PR #252, opened 2022-05-01
Address clj-kondo warnings

or:
I hope it's ok if these are together in one PR. The commits are relatively small:

- minor refactorings to adhere to https://github.com/bbatsov/clojure-style-guide and address clj-kondo warnings
- ~`cond->` merging~
- ~refactoring to keep cljfmt options and their defaults in only one place~

### DIFF
--- a/cljfmt/src/cljfmt/core.cljc
+++ b/cljfmt/src/cljfmt/core.cljc
@@ -225,13 +225,13 @@
        (some-> zloc z/down ns-token?)))
 
 (defn- indent-matches? [key sym]
-  (if (symbol? sym)
+  (when (symbol? sym)
     (cond
       (symbol? key)  (= key sym)
       (pattern? key) (re-find key (str sym)))))
 
 (defn- token-value [zloc]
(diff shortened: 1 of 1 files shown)


weavejester:
I think these would be better separated out further, as these its easier to keep track of what to accept and what to reject when they're individual PRs.

or:
Alright! If you don't mind many small PRs, then I'm all for it. I'll do 3, based on the bullet points.

or:
The third one relies on the second, so I can't create it yet without duplicating those commits. I'll wait for feedback.

weavejester:
Can you remove the "Prefix unused bindings" commit? It's not necessary for readability.

or:
Done, but it is something clj-kondo warns about.

weavejester:
> Done, but it is something clj-kondo warns about.

Sure, but we shouldn't blindly follow what a style linter says if it achieves the opposite of what we want.

Can you also change the commit to:

```
Use 'when' instead of 'if' for single branches

Recommended by the Clojure Style Guide.
```

or:
Done.

PR #253, opened 2022-05-01
Merge multiple 'cond->' expressions into one

or:
This simplifies the expression quite a bit and is equivalent because
'cond->' doesn't short circuit after true tests.

### DIFF
--- a/cljfmt/src/cljfmt/core.cljc
+++ b/cljfmt/src/cljfmt/core.cljc
@@ -404,22 +404,27 @@
   ([form]
    (reformat-form form {}))
   ([form opts]
-   (-> form
-       (cond-> (:split-keypairs-over-multiple-lines? opts false)
-         (split-keypairs-over-multiple-lines))
-       (cond-> (:remove-consecutive-blank-lines? opts true)
-         remove-consecutive-blank-lines)
-       (cond-> (:remove-surrounding-whitespace? opts true)
-         remove-surrounding-whitespace)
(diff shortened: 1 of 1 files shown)


weavejester:
Is there a performance benefit to this?

or:
I haven't investigate it, but I doubt it.
I don't think using `cond->` like that is idiomatic, it also adds complexity to the form, no?
Is there an advantage in keeping multiple `cond->`s that I'm not aware of?

weavejester:
The indentation makes it easier to determine condition and result without resorting to vertical whitespace.

or:
Hmm, I guess I can see that. I feel like the vertical whitespace is optional, but also less intrusive than the extra form.

I personally try to avoid putting a form on the same line as nested threading macros, because at first glance it looks like the first argument is the one being threaded, e.g.:
```clj
(-> foobar
     (cond-> A
        B))
```
It's not immediately clear that `A` isn't the first argument there. At least not to me, but that's mostly personal preference.
(An exception is `as->`, but that also works differently, so it's an immediate visual distinction.)

Feel free to close the PR if you're not convinced, it's not a big deal. :)

weavejester:
I think I'll keep it how it is, but you do make a good argument. I think in this case using `cond->` with `->` is fine, as that was the intended use case when it was developed. Avoiding overuse of vertical whitespace is also important, as it uses valuable screen real estate.

Issue #254, opened 2022-05-02
Improve performance


or:
As most users, I use linters and formatters mainly in my editor, but also to check or fix a larger code base at the command line or in workflows.
For both of those usages performance is a factor, so I've been trying to reduce `cljfmt` start-up and run time.

- I've experimented with using `pmap` to process multiple files for `fix`, and that sped up fixing a largeish directory by a factor of 2-3, so I think a `--parallel` option would be useful, would you consider a PR for that feature?
- the plugin to create a native image currently has a bug that prevents the `:jvm-opts` specified for it to be used (see https://github.com/taylorwood/lein-native-image/pull/8), if those flags are used, then the executable is about 20% faster on my machine (with GraalVM CE or EE); I only mention this here as a heads up, as I hope the plugin will be fixed soon, but if that takes longer than expected it might be worth to use the workaround
- a small performance improvement for native-image is not using `read-string` here: https://github.com/or/cljfmt/blob/da37b7aef08be99dbb8e2e8772d95308150d7adb/cljfmt/src/cljfmt/main.clj#L146, which is done to allow `.clj` files for indents and aliases; a little surprisingly this doubles the size of the native-image executable and removing it improves performance by about 4-5% - I realize that's not huge, but would you consider a build flag that turns off .clj support?

The largest improvement is using GraalVM EE, which has nothing to do with `cljfmt`, but it almost doubles the speed out of the box, and even there the `jvm-opts` and clj-support removal have a noticeable impact. For the largest CLJS file in my project the current master took a median of 556ms to fix an already formatted file (with the various options I use), with the changes it's down to 443ms. With GraalVM EE this crumbles to 258ms.
These are all acceptable numbers, but I think it's worth optimizing this as much as possible, so it becomes unnoticeable when used in an on-save handler in the editor.

For reference:
<table border="2" cellspacing="0" cellpadding="6" rules="groups" frame="hsides">

<colgroup>
<col  class="org-left" />

<col  class="org-left" />

<col  class="org-left" />

<col  class="org-right" />

<col  class="org-right" />

<col  class="org-right" />

<col  class="org-right" />

<col  class="org-left" />
</colgroup>
<thead>
<tr>
<th scope="col" class="org-left">version</th>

....

Exercise objective: From the entries above, write out only the lines starting at the line that holds "As most users, I" and ending at the line that holds "- I've experimented", keeping both and matching them exactly.

Answer to the exercise:
As most users, I use linters and formatters mainly in my editor, but also to check or fix a larger code base at the command line or in workflows.
For both of those usages performance is a factor, so I've been trying to reduce `cljfmt` start-up and run time.

- I've experimented with using `pmap` to process multiple files for `fix`, and that sped up fixing a largeish directory by a factor of 2-3, so I think a `--parallel` option would be useful, would you consider a PR for that feature?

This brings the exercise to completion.